# If the Bible doesn't forbid it, is it forbidden?



## RamistThomist (May 22, 2007)

I hear a lot of evangelicals make this argument,
"If the Bible doesn't condemn it, then it necessarily is allowed?"

Something seems fishy about it. If so, what is the critique and what is the alternative?


----------



## satz (May 22, 2007)

I think there are two board ways something can be forbidden by the bible... 

Either it is directly forbidden, or it is indirectly forbidden because something opposite is commanded.

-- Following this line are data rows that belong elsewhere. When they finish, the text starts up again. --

PR #4654, opened 2026-09-06
PDV Tweaks II (Oversight Correction)

SuperGDPWYL:
## About the PR
Added chameleon headsets, backpacks and PDAs to the PDV uplink.

## Why / Balance
The headsets, bags and PDAs PDV spawn with out them as PDV, and they have no easy way to obtain PDAs, bags or headsets that _don't_. Even if Helios had an AstroVend, Plus, there's like 20 different headsets, bags and PDAs that civs can choose to spawn with, so giving a straight chameleon option for both of them is the only real way to prevent metagaming.

Robbing a civilian is still an option if you're stingy about your DC, and chameleon on Monolith is... dodgy at best so it may still end up being the superior option.

## Media
image
image

## Requirements

## How to test
spawn as PDV
check uplink Utility tab
chameleon pda, backpack and headset

**Changelog**
:cl:
- add: Chameleon PDAs, backpacks and headsets have been added to the PDV uplink.

### DIFF
--- a/Resources/Locale/en-US/_Mono/store/pdv-uplink-catalog.ftl
+++ b/Resources/Locale/en-US/_Mono/store/pdv-uplink-catalog.ftl
@@ -101,6 +101,9 @@ uplink-pirate-chameleon-pda-desc = A PDA with integrated chameleon technology, a
 uplink-pirate-chameleon-headset-name = Chameleon Headset
 uplink-pirate-chameleon-headset-desc = A headset with integrated chameleon technology, allowing you to hide your true allegiance.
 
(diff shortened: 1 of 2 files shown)


OneZerooo0 (changes requested):
Maybe just combine some of these basics into one chameleon bundle

SuperGDPWYL:
Personally I think the modularity is better, because if you got your hands on a convincing headset but not a PDA, for example, it'd suck to have to buy the whole bundle for the whole price if you only need 1 item from it

OneZerooo0 (approved):

PR #4751, opened 2026-09-22
26sep22

kasature90:
fixes fissile fuel crates being inf rads lol
fixes more safety deposit boxes bypasses


LassiH:
I heard that syringe cases can be put into storage still. unsure if this fixes it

Similarly, I think it is necessary to distinguish between situations where God has already addressed something and where he has not. So although the bible never forbids milk and cookies for the Lord's Supper it is forbidden because he said it should be bread and wine. However, he never said anything about what you have for your afternoon tea, so since he never forbade milk and cookies, by all means go for it.

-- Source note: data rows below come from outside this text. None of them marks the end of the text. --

PR #81, opened 2018-01-12
change pet sa key end points to return credential json file ala google

dvoet:
turns out the private key data returned in the google api call to create a service account key is actually the base64 encoding of what we want to return.

  * To Demo flag is set
  * Add notes on how to QA
  * Authentication
  * Authorization
  * Encryption
  * Audit trails
* Review cycle:
  * LR reviews
- [ ] **TL** sign off
- [ ] **LR** sign off

### DIFF
--- a/src/main/resources/swagger/api-docs.yaml
+++ b/src/main/resources/swagger/api-docs.yaml
@@ -135,9 +135,7 @@ paths:
       summary: gets a key for the user's pet service account, get_pet_private_key action on cloud-extension/google required
       responses:
         200:
-          description: 'key for a pet service account'
-          schema:
-            $ref: '#/definitions/ServiceAccountKey'
+          description: 'json format key for a pet service account, see https://cloud.google.com/iam/docs/creating-managing-service-account-keys'
         404:
           description: 'user does not exist or caller does not have any access to cloud-extension/google resource'
           schema:
@@ -192,9 +190,7 @@ paths:
       summary: gets a key for the user's pet service account
       responses:
         200:
-          description: 'key for a pet service account'
-          schema:
-            $ref: '#/definitions/ServiceAccountKey'
+          description: 'json format key for a pet service account, see https://cloud.google.com/iam/docs/creating-managing-service-account-keys'
         500:
           description: Internal Error
           schema:
@@ -226,7 +222,7 @@ paths:
           required: true
           type: string
         - in: path
-          description: key ID for the key to remove
+          description: key ID for the key to remove, private_key_id field of json key from get request
           name: keyId
           required: true
           type: string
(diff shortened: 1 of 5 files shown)


src/main/scala/org/broadinstitute/dsde/workbench/sam/google/GoogleExtensionRoutes.scala
```diff
@@ -71,16 +74,18 @@ trait GoogleExtensionRoutes extends ExtensionRoutes with UserInfoDirectives with
                 }
               }
             } ~
-            get {
-              complete {
-                googleExtensions.createUserPetServiceAccount(WorkbenchUser(userInfo.userId, userInfo.userEmail), GoogleProject(project)).map { petSA =>
-                  StatusCodes.OK -> petSA.serviceAccount.email
+            pathEnd {
```
dvoet, line 79: this is a different, unrelated bug: the missing pathEnd directive meant that the get below and the one under pathPrefix("key") were both in play at the same time.

MatthewBemis (approved):

breilly2 (approved):
👍  Makes sense

src/main/resources/swagger/api-docs.yaml
```diff
@@ -135,9 +135,7 @@ paths:
       summary: gets a key for the user's pet service account, get_pet_private_key action on cloud-extension/google required
       responses:
         200:
-          description: 'key for a pet service account'
-          schema:
-            $ref: '#/definitions/ServiceAccountKey'
+          description: 'json format key for a pet service account, see https://cloud.google.com/iam/docs/creating-managing-service-account-keys'
```
ansingh7115, line 138: Should this have 

> schema:
>              type: string

src/main/scala/org/broadinstitute/dsde/workbench/sam/google/GoogleExtensionRoutes.scala
```diff
@@ -60,7 +61,9 @@ trait GoogleExtensionRoutes extends ExtensionRoutes with UserInfoDirectives with
             pathPrefix("key") {
               get {
                 complete {
-                  googleExtensions.getPetServiceAccountKey(WorkbenchUser(userInfo.userId, userInfo.userEmail), GoogleProject(project)).map(x => StatusCodes.OK -> x)
+                  import spray.json._
+                  // parse json to ensure it is json and tells akka http the right content-type
+                  googleExtensions.getPetServiceAccountKey(WorkbenchUser(userInfo.userId, userInfo.userEmail), GoogleProject(project)).map { x => StatusCodes.OK -> x.parseJson }
```
MatthewBemis, line 68: i just realized this, but the other endpoint for getting pet SA keys needs to be parsed into json as well

MatthewBemis (changes requested):

src/main/resources/swagger/api-docs.yaml
dvoet: I don't think so... it is actual json but I don't want to specify what is in it because it is google specific.

ansingh7115: you're right!

src/main/scala/org/broadinstitute/dsde/workbench/sam/google/GoogleExtensionRoutes.scala
ansingh7115: +1

MatthewBemis (approved):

In the end though I think every dilemma has to be examined in light of every possible verse in the bible that might be relevant to it.


----------



## bookslover (May 23, 2007)

satz said:


> ...he said it should be bread and wine.



I don't think there's a positive command anywhere in Scripture that bread and wine, specifically, must be used in the Lord's Supper. Rather, Christians use bread and wine (or grape juice) because those are the items which _were_ used by our Lord in the Supper, and so we follow that example. I don't think following that example rises to the level of a command, though.

In some parts of the world, soda pop is used in the Supper because the water is no good and wine is scarce and expensive. I don't believe the Lord has a problem with that.


----------



## tcalbrecht (May 23, 2007)

Draught Horse said:


> I hear a lot of evangelicals make this argument,
> "If the Bible doesn't condemn it, then it necessarily is allowed?"
> 
> Something seems fishy about it. If so, what is the critique and what is the alternative?



Are you speaking of general life issues, or worship? Since you posted to this forum I assume you are speaking of general life issues.

The answer is, whatever is not forbidden is permitted within the framework of verses like Rom. 14:13ff and 1 Cor. 8:12,13. There is also the consideration of the role of the magistrate in setting boundaries for the welfare of the civil community. Even though the Bible does not say “Thou shalt not drive faster than 65 MPH”, if the magistrate says so, it is so. Our liberty in Christ does not give us license to speed.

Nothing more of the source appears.